If a line contains "The above simplifies", it is the last one to write out; begin with the first line of the records and copy each exactly.

> Provided information:
*** Begin section ***

PR #463, opened 2024-09-17
Merge partial work in multib-app branch, primarily to use new cubic psi representation

manauref:
Shouldn't affect functionality of single block sims. I ran rt_gk_sheath_3x2v on CPU and GPU in this branch.


ammarhakim (approved):
Ready to merge. We can take a look in more detail later.

JunoRavin (approved):

Issue #459, opened 2024-09-13
[DR] Improve the way GPU and MPI options are specified in input files, and move decomposition into the app


manauref:
Presently our GK input files specify GPU and multi-CPU options with
```
.use_gpu = app_args.use_gpu,

.has_low_inp = true,
.low_inp = {
  .local_range = decomp->ranges[my_rank],
  .comm = comm
}
```
One core problem here is that the decomp object is only publicly available at the input file level, and we are then not able to do things with it inside the app. We could also improve the fact that this approach requires 3 different inputs by requiring a single table (like the rest of our input file where each feature is specified with a single table). So I propose that we have an interface such as
```
.parallelism = {
  .use_gpu = app_args.use_gpu,
  .use_mpi = app_args.use_mpi,
  .cuts = app_args.cuts,
  .comm = comm, // This is a gkyl_comm without a decomp, created .e.g. w/ gkyl_gyrokinetic_comms_new.
}
```

Internally we will use these arguments to create a decomposition, and duplicate the comm (but assign the decomp to it) with
```
    app->decomp = gkyl_gyrokinetic_comms_decomp_new(cdim, app->grid.cells,
      gk->parallelism.cuts, gk->parallelism.use_mpi, stderr);

    app->comm = gkyl_comm_split_comm(gk->parallelism.comm, 0, app->decomp);
```
(note that we are making `decomp` and app member).

The above simplifies input files, reduces code, and makes room for future functionality which require access to the `decomp` object.

This interface is prototypes in gk-g0-app_parallel_inp.

manauref:
Resolved in PR #469

PR #469, opened 2024-09-18
New interface in input file to specify parallelism options

manauref:
See issue #459 

We changed every regression test input file for moments, pkpm, vlasov and GK.  Now the parallelization options are specified with (e.g. for a 3x sim)
```
.parallelism = {
  .use_gpu = app_args.use_gpu,
  .cuts = {app_args.cuts[0] , app_args.cuts[1], app_args.cuts[2],},
  .comm = comm, // This is a gkyl_comm without a decomp.
}
```
while before we used
```
.use_gpu = app_args.use_gpu,
.has_low_inp = true,
.low_inp = {
  .local_range = decomp->ranges[my_rank],
  .comm = comm
}`
```

We ran some of these tests on single and multiple CPUs or GPUs successfully. Also, `make regression` and `make unit` complete.

This cleans up the specification of whether to use MPI and/or GPUs. It also makes the decomp object internal to (and saved in) the app.

This also makes the necessary change in the multib interface.


JunoRavin (approved):

ammarhakim (approved):
Ready for review

PR #470, opened 2024-09-19
Fix for reaction rates when using non-uniform velocity grids

jRoeltgen:
The reaction rate distribution function was not being scaled by the velocity space jacobian which is needed with non-uniform velocity grids. 
**Note:** (EDIT: Resolved: See comment below) Adding this fix does not result in a change in the resulting electron moments even though this would be expected with a quadratic velocity mapping, so there is likely a remaining bug I'm looking for.


jRoeltgen:
The lack of change in the electron density when adding the scaling by the velocity jacobian is due to the reactions having a minor effect in the change in the electron density over the simulation time in `rt_gk_li_react_3x2v_p1`. Also the density changes by a very small amount ~10<sup>-4</sup>n0.  In another test where the atomic reactions are dominant, a significant change in the electron density was observed.

manauref:
thanks @jRoeltgen 
can you describe that other test or point to its input file? that might be a better regression test for reactions than this gk_li_react then, because this test clearly didn't help us identify a bug.

jRoeltgen:
Added regression/rt_ar_react_1x2v_quadraticV.c as the test described in the prior comment.

regression/rt_ar_react_1x2v_quadraticV.c
```diff
@@ -0,0 +1,969 @@
...
+  double T_src; // Temp density.
+  double vpar_max_elc; // Velocity space extents in vparallel for electrons
+  double mu_max_elc; // Velocity space extents in mu for electrons
+  double vpar_max_ion; // Velocity space extents in vparallel for ions
+  double mu_max_ion; // Velocity space extents in mu for ions
+  double vpar_max_Ar; // Velocity space extents in vparallel for Li ions
+  double mu_max_Ar; // Velocity space extents in mu for Li ions  
+  double finalTime; // end time
+  int numFrames; // number of output frames
+};
```
manauref, line 66: @jRoeltgen please make this test conform to the structure and logic in other tests (e.g. see rt_gk_sheath_3x2v). In particular, do what most other tests do to specify cdim, vdim, number of cells, temporal variables (e.g. num_frames, t_end, etc).

regression/rt_ar_react_1x2v_quadraticV.c
```diff
@@ -0,0 +1,969 @@
...
+      strcpy(reactions[j].ionization[i].ion_nm, ion_nm);
+      strcpy(reactions[j].ionization[i].donor_nm, donor_nm);
+      reactions[j].ionization[i].type_self = j;
+    }
+  }
+  return reactions;
+}
+
+void
+write_data(struct gkyl_tm_trigger *iot, gkyl_gyrokinetic_app *app, double tcurr)
```
manauref, line 582: @jRoeltgen please stick to the structure and workflow of the 2 I/O functions in other regression tests

regression/rt_ar_react_1x2v_quadraticV.c
```diff
@@ -0,0 +1,969 @@
...
+    gkyl_gyrokinetic_app_write(app, tcurr, iot->curr-1);
+    gkyl_gyrokinetic_app_calc_mom(app); gkyl_gyrokinetic_app_write_mom(app, tcurr, iot->curr-1);
+  }
+}
+
+int  
+main(int argc, char **argv)
+{
+  struct gkyl_app_args app_args = parse_app_args(argc, argv);
+
```
manauref, line 594: @jRoeltgen please add parallelism to this tests. All our tests should be able to run in parallel

regression/rt_ar_react_1x2v_quadraticV.c
```diff
@@ -0,0 +1,969 @@
...
+  }
+
+  struct gk_app_ctx ctx = create_ctx(); // context for init functions
+
+  // Reactions for argon isonuclear sequence
+  struct all_of_1species_reactions *reactions = create_isonuclear_react(ctx.massAr, ctx.massElc, 18, GKYL_ION_AR, "elc", "Ar");
+
+  int NX = APP_ARGS_CHOOSE(app_args.xcells[0], 2);
+  int NV = APP_ARGS_CHOOSE(app_args.vcells[0], 6);
+  int NMU = APP_ARGS_CHOOSE(app_args.vcells[1], 4);
```
manauref, line 607: @jRoeltgen please see how number of cells are specified and passed to the app in established tests (e.g. rt_gk_sheath_3x2v_p1) and stick to that

regression/rt_ar_react_1x2v_quadraticV.c
```diff
@@ -0,0 +1,969 @@
...
+     .collisions =  {
+      .collision_id = GKYL_LBO_COLLISIONS,
+      .normNu = true,
+      .n_ref = ctx.n0,
+      .T_ref = ctx.Te,      
+      .self_nu = evalNuElc,
+      .ctx = &ctx,
+      .num_cross_collisions = 3,
+      .collide_with = { "ion", "Ar1", "Ar2" },
+      },
```
manauref, line 642: fix spacing

regression/rt_ar_react_1x2v_quadraticV.c
```diff
@@ -0,0 +1,969 @@
...
+          .ion_nm = "Ar2",
+          .recvr_nm = "Ar1",
+          .charge_state = 1,
+          .ion_mass = ctx.massAr,
+          .elc_mass = ctx.massElc,
+        },
+      },
+      },
+    
+    /*.bcx = {
```
manauref, line 670: delete commented code, or describe in comments with your initials and date why this commented code should really be kept. Same for other commented code below and elsewhere

regression/rt_ar_react_1x2v_quadraticV.c
```diff
@@ -0,0 +1,969 @@
...
+      .normNu = true,
+      .n_ref = ctx.n0Ar2,
+      .T_ref = ctx.TAr,
+      .ctx = &ctx,
+      .self_nu = evalNuIon,
+      .num_cross_collisions = 3,
+      .collide_with = { "elc", "ion", "Ar1" },
+    },
+
+        .react = {
```
manauref, line 822: fix spacing

regression/rt_ar_react_1x2v_quadraticV.c
```diff
@@ -0,0 +1,969 @@
...
+    .kperpSq = pow(ctx.kperp, 2.),
+  };
+
+  // GK app
+  struct gkyl_gk gk = {
+    .name = "ar_react_1x2v_quad_wJacobvel",
+
+    //.cfl_frac = 0.1,
+
+    .cdim = 1, .vdim = 2,
```
manauref, line 875: @jRoeltgen see how cdim and vdim are specified in established codes, or specifically in this branch
https://github.com/ammarhakim/gkylzero/pull/469

regression/rt_ar_react_1x2v_quadraticV.c
```diff
@@ -0,0 +1,969 @@
...
+
+    .num_periodic_dir = 1,
+    .periodic_dirs = {0},
+
+    .num_species = 4,
+    .species = { elc, ion, Ar1, Ar2},
+
+    .field = field,
+
+
```
manauref, line 899: delete

regression/rt_ar_react_1x2v_quadraticV.c
```diff
@@ -0,0 +1,969 @@
...
+      gkyl_gyrokinetic_app_cout(app, stdout, " dt = %g\n", status.dt_actual);
+    }
+    if (!status.success) {
+      gkyl_gyrokinetic_app_cout(app, stdout, "** Update method failed! Aborting simulation ....\n");
+      break;
+    }
+    tcurr += status.dt_actual;
+    dt = status.dt_suggested;
+
+    write_data(&io_trig, app, tcurr);
```
manauref, line 936: follow the same logic/structure in time setting, time stepping, writing data, etc, as established reg tests.

regression/rt_ar_react_1x2v_quadraticV.c
```diff
@@ -0,0 +1,969 @@
...
+
+    step += 1;
+  }
+  gkyl_gyrokinetic_app_calc_field_energy(app, tcurr);
+  gkyl_gyrokinetic_app_write_field_energy(app);
+  gkyl_gyrokinetic_app_stat_write(app);
+
```
manauref, line 943: same here

manauref (changes requested):
thanks for catching this bug. Please change your regression tests so they follow the same structure and workflow as established regression tests, preferably the ones here
https://github.com/ammarhakim/gkylzero/pull/469
then we can merge after that

regression/rt_ar_react_1x2v_quadraticV.c
jRoeltgen: I updated the regression test. To follow https://github.com/ammarhakim/gkylzero/pull/469 required a merge which seems to have introduced a merge conflict which @manauref should probably resolve because of its location.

*** End section ***

> Output:
PR #463, opened 2024-09-17
Merge partial work in multib-app branch, primarily to use new cubic psi representation

manauref:
Shouldn't affect functionality of single block sims. I ran rt_gk_sheath_3x2v on CPU and GPU in this branch.


ammarhakim (approved):
Ready to merge. We can take a look in more detail later.

JunoRavin (approved):

Issue #459, opened 2024-09-13
[DR] Improve the way GPU and MPI options are specified in input files, and move decomposition into the app


manauref:
Presently our GK input files specify GPU and multi-CPU options with
```
.use_gpu = app_args.use_gpu,

.has_low_inp = true,
.low_inp = {
  .local_range = decomp->ranges[my_rank],
  .comm = comm
}
```
One core problem here is that the decomp object is only publicly available at the input file level, and we are then not able to do things with it inside the app. We could also improve the fact that this approach requires 3 different inputs by requiring a single table (like the rest of our input file where each feature is specified with a single table). So I propose that we have an interface such as
```
.parallelism = {
  .use_gpu = app_args.use_gpu,
  .use_mpi = app_args.use_mpi,
  .cuts = app_args.cuts,
  .comm = comm, // This is a gkyl_comm without a decomp, created .e.g. w/ gkyl_gyrokinetic_comms_new.
}
```

Internally we will use these arguments to create a decomposition, and duplicate the comm (but assign the decomp to it) with
```
    app->decomp = gkyl_gyrokinetic_comms_decomp_new(cdim, app->grid.cells,
      gk->parallelism.cuts, gk->parallelism.use_mpi, stderr);

    app->comm = gkyl_comm_split_comm(gk->parallelism.comm, 0, app->decomp);
```
(note that we are making `decomp` and app member).

The above simplifies input files, reduces code, and makes room for future functionality which require access to the `decomp` object.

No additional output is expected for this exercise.